Todos estos son signos claves de que sus niveles de glucosa se van sin regular, la falta de insulina impide que sus células de absorber y conseguir energía de la glucosa, y el exceso de glucosa que resulta en su sangre está haciéndole sed. Si observa estos síntomas, le recomendamos consulte a su veterinario, quien a través de exámenes de laboratorio podrá comprobar la cantidad de azúcar en su sangre u orina y hacer un diagnóstico.

Según estudios del Centro de Salud de Cornell Feline de Nueva York, aproximadamente 50 a 75 por ciento de los gatos con diabetes necesitan recibir inyecciones de insulina, y algunos también se puede recetar píldoras para ayudar a regular los niveles de glucosa.

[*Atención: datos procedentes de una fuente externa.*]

PR #700, opened 2024-08-09
Update parametric SFH models

stephenmwilkins:
Updates the parametric SFH models, removing redundancy and generalising the models by allowing all models to take a `min_age` and `max_age` parameter. Also changed the definition of `tau` (by swapping the sign) to match the standard in the literature. 

## Issue Type

- [x] Enhancement

## Checklist


src/synthesizer/parametric/sf_hist.py
```diff
@@ -232,81 +240,50 @@ def _sfr(self, age):
...
         max_age (unyt_quantity)
-            The age at which the exponential is truncated. Above this age
-            the SFR is 0.
+            The age above which the star formation history is truncated.
+        min_age (unyt_quantity)
+            The age below which the star formation history is truncated.
     """
 
-    def __init__(self, tau, max_age):
+    def __init__(self, tau, max_age=1e11 * yr, min_age=0.0 * yr):
```
aswinpvijayan, line 261: Maybe the maximum age could be set to something reasonable as default

src/synthesizer/parametric/sf_hist.py
```diff
@@ -316,11 +293,16 @@ def _sfr(self, age):
...
         """
-        if age < self.max_age:
+
+        if (age < self.max_age) and (age > self.min_age):
             return np.exp(-age / self.tau)
         return 0.0
 
 
+# included for backwards compatability
+TruncatedExponential = Exponential
```
aswinpvijayan, line 303: Let's just remove this truncated completely

aswinpvijayan:
Maybe 100 Gyr is a bit too much

src/synthesizer/parametric/sf_hist.py
```diff
@@ -383,147 +375,59 @@ def _sfr(self, age):
         return 0.0
 
 
-class ExponentiallyDeclining(Common):
```
aswinpvijayan, line 386: We still do need these

aswinpvijayan (changes requested):

src/synthesizer/parametric/sf_hist.py
stephenmwilkins: Possibly, though in most cases it won't make a difference at all.

stephenmwilkins:
Incidentally, I don't think the previous implementation of DelayedExponential really was delayed, but truncated?

src/synthesizer/parametric/sf_hist.py
aswinpvijayan: Isnt this the exponential form: np.exp(-(self.max_age-age) / self.tau)

stephenmwilkins: I checked, this is equivalent to what I've done but swapping the sign of `\tau`. We could implement it that way or simply swap the sign of `\tau` if that allows us to align with other conventions?

src/synthesizer/parametric/sf_hist.py
WillJRoper: Why are these being given defaults at all? At least for `max_age`. This is a important parameter of the model. It's totally reasonable you'd expect the user to always give it.

src/synthesizer/parametric/sf_hist.py
WillJRoper: Don't remove it just yet but don't do this either. 

You should make a class that just calls `Exponential.__init__` in it's own `init`. You can then add the deprecated decorator to `TruncatedExponential.__init__` which will warn that it will be removed. 

e.g.
```
class TruncatedExponential(Exponential):
    @deprecated
    def __init__(self, *args, **kwargs):
        Exponential.__init__(self, *args, **kwargs)
```

src/synthesizer/parametric/sf_hist.py
WillJRoper: I'd keep both. It's nice sign posting. Makes it very clear to the user what to use if they want a certain thing. Multi-use classes/functions just add to confusion. 

By all means have one inherit from the other and swap the sign on `tau` to reduce boilerplate but we 100% should leave these classes available.

src/synthesizer/parametric/sf_hist.py
stephenmwilkins: I somewhat agree with `max_age`, and forcing its use makes people consider the age of the Universe in their particular scenario. changing `min_age` from 0 fundamentally changes the model though.

WillJRoper: Sure, `min_age` I get. I mainly mean `max_age`. It works better as a positional argument and means you don't need to muck about with defaults and/or `Nones`

src/synthesizer/parametric/sf_hist.py
```diff
@@ -118,9 +120,29 @@ def calculate_sfh(self, t_range=(0, 10**10), dt=10**6):
...
+
+        Args:
+            t_range (tuple, float)
+                The age limits over which to calculate the SFH.
+            dt (float)
+                The interval between age bins.
+        """
+
+        t, sfr = self.calculate_sfh(t_range=t_range, dt=dt)
+        plt.plot(t, sfr)
```
WillJRoper, line 136: Would this not be better done as a step plot given the gridded nature of the SFH?

src/synthesizer/parametric/sf_hist.py
stephenmwilkins: I disagree, I think a single model makes more sense. We just need to decide on our `\tau` convention and be clear. Why have two models when one will suffice? Especially since you might like to explore a range of \tau encompassing positive and negative values.

Another part of the issue is that "Declining" and "Increasing" are a little ambiguous. In common usage a "DecliningExponential" means a galaxy whose recent star formation is less than it previously was. However, since we use age instead of time as our parameter a "DecliningExponential" is actually increasing SFR with age.

src/synthesizer/parametric/sf_hist.py
```diff
@@ -17,6 +17,9 @@
 
 """
 
+from warnings import warn
```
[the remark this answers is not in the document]
WillJRoper: i.e. there's a warnings module which includes deprecation warnings explictly, use it.

src/synthesizer/parametric/sf_hist.py
```diff
@@ -199,28 +221,46 @@ class Constant(Common):
...
+                If min_age = 0 then this is the duration of star formation.
+            min_age (unyt_quantity)
+                The age below which the star formation history is truncated.
             duration (unyt_quantity)
-                The duration of the period of constant star formation.
+
         """
 
+        if duration is not None:
+            warn(
```
WillJRoper, line 250: As above, there is a deprecation function built into Sythesizer.

src/synthesizer/parametric/sf_hist.py
```diff
@@ -199,28 +221,46 @@ class Constant(Common):
...
+                "The use of duration is deprecated in favour of max_age",
+                DeprecationWarning,
+                stacklevel=2,
```
WillJRoper, line 253: Stack level 2 here wouldn't report the right level anyway.

src/synthesizer/parametric/sf_hist.py
stephenmwilkins: Yeah, done.

src/synthesizer/parametric/sf_hist.py
```diff
@@ -383,147 +466,59 @@ def _sfr(self, age):
...
-        Args:
-            age (float)
-                The age (in years) at which to evaluate the SFR.
-        """
-        if age < self.initial_age:
-            return np.exp(-1 * (self.initial_age - age) / self.tau)
-        return 0.0
-
-
-class DelayedExponentiallyDeclining(Common):
```
WillJRoper, line 435: Same as in the comment above, we should keep these. Much simpler for the user to have obvious naming signposting them. If they are just wrappers then that is fine.

WillJRoper (changes requested):

src/synthesizer/parametric/sf_hist.py
WillJRoper: I'm not going to capitulate on this one specifically. Keep both.

> Why have two models when one will suffice? 
Because it is immediately obvious to the user without them needing to think about what conventions we chose. They just pass a number. 

> Especially since you might like to explore a range of \tau encompassing positive and negative values.
That can be done with the base model regardless.

I agree it's pointless having all the redundant definitions if they can all just stem off a base class but the labelling alone makes it worthwhile.

> Another part of the issue is that "Declining" and "Increasing" are a little ambiguous. In common usage a "DecliningExponential" means a galaxy whose recent star formation is less than it previously was. However, since we use age instead of time as our parameter a "DecliningExponential" is actually increasing SFR with age.
That strikes me as a big problem in itself. We should follow what you might expect (as you describe). With named classes that just take a `tau` that's easily done with the specific naming because the user just passes a `tau` and should get a declining SFH (declining from a peak in the past). 
If you instead use a one size fits all method they need to know our convention, know it is backwards and then pass the correct `tau` following our choices.

src/synthesizer/parametric/sf_hist.py
stephenmwilkins: Not here right, `calculate_sfh` doesn't integrate across a bin but gets the SFR at the times given.

docs/source/components/stars.ipynb
```diff
@@ -366,7 +366,7 @@
     "print(metal_dist)\n",
     "\n",
     "# Define a constant SFH\n",
-    "sfh = SFH.Constant(duration=100 * Myr)\n",
```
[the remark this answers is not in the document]
WillJRoper: I see you're just defining the start and end points now. That makes sense and is more intuitive. You could add the option for any combination of max, min and duration but probably just complicates things for the sake of it.

src/synthesizer/parametric/sf_hist.py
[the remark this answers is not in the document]
stephenmwilkins: Done

src/synthesizer/parametric/sf_hist.py
WillJRoper: Although... the same argument stands here. We could keep `TruncatedExponential` as a nice wrapper and have the max and min arguments as positional (i.e. they are needed for a truncated exponential SFH).

docs/source/components/stars.ipynb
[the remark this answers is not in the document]
stephenmwilkins: If we only had `Constant` I'd use `duration` and `min_age` (i.e. `max_age = min_age + duration`), with `min_age` by default being 0. However, I think it's better to harmonise with the other models and use `min_age` and `max_age`. `max_age` is more useful in those models because you'd probably naturally set it to the age of the Universe, or some large fraction of it.

I did ponder allowing all three but then you'd have no positional arguments and you'd have to add various logic. 

As annoying as this change is, I think it is better.

src/synthesizer/parametric/sf_hist.py
WillJRoper: Ah yea, forgot that.

docs/source/components/stars.ipynb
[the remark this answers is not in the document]
WillJRoper: Yea, on balance I think I agree.

src/synthesizer/parametric/sf_hist.py
stephenmwilkins: I have harmonised tau with the standard definition where tau is positive for a declining exponential. I've also added a DecliningExponential where tau is forced to be positive.

src/synthesizer/parametric/sf_hist.py
stephenmwilkins: The delayed model was broken, it's now implemented properly as `DelayedExponential`.

src/synthesizer/parametric/sf_hist.py
stephenmwilkins: Done.

src/synthesizer/parametric/sf_hist.py
stephenmwilkins: Done.

examples/parametric/compare_sfhs.py
```diff
@@ -0,0 +1,55 @@
+import matplotlib.pyplot as plt
```
christopherlovell, line 1: In order for an example to show a plot in the examples gallery it needs to follow a specific naming and formatting convention. See the [contributing guidelines](https://github.com/flaresimulations/synthesizer/blob/main/docs/CONTRIBUTING.md#adding-example-scripts) for details.

christopherlovell (changes requested):

src/synthesizer/parametric/sf_hist.py
```diff
@@ -17,19 +17,20 @@
...
 # Define a list of the available parametrisations
 parametrisations = (
     "Constant",
-    "Exponential" "TruncatedExponential",
+    "Gaussian",
+    "Exponential",
     "LogNormal",
-    "ExponentiallyyDeclining",
-    "DelayedExponentiallyDeclining",
     "DoublePowerLaw",
```
aswinpvijayan, line 34: Add the DelayedExponential here?

examples/parametric/plot_compare_sfhs.py
```diff
@@ -0,0 +1,62 @@
+"""
+Compare different parametric star formation history models
+===========================
```
WillJRoper, line 3: Equals need to be the same length as the title. It will fail typesetting otherwise.

src/synthesizer/parametric/sf_hist.py
WillJRoper: There's a few missing actually

WillJRoper:
Only a few more things to clean up now and then I think this is good to go. Can you update the checkboxes and the TODO list in the description @stephenmwilkins. I assume the TODOs are no longer applicable since you opened the PR?

stephenmwilkins:
All done I think

WillJRoper (approved):
All looks good to me now.

aswinpvijayan (approved):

Crucial para el tratamiento de la diabetes es estar revisando la dieta de su gato, por lo que deberá colaborar con su veterinario mejorar su alimentación, darle de comer porciones más pequeñas de alimentos especialmente diseñados para ayudar a su cuerpo a manejar el azúcar.

El monitoreo de la comida y el agua de entrada, de salida y el peso de residuos será importante en asegurarse de su diabetes es tratada adecuadamente.

Aunque no hay una cura para la diabetes, algunos gatos – incluso después de sólo unos meses – dejarán de necesidad de insulina. Esto es más común en los gatos con sobrepeso que pierden su peso extra – el páncreas puede volver a suministrar la cantidad de insulina que su cuerpo necesita.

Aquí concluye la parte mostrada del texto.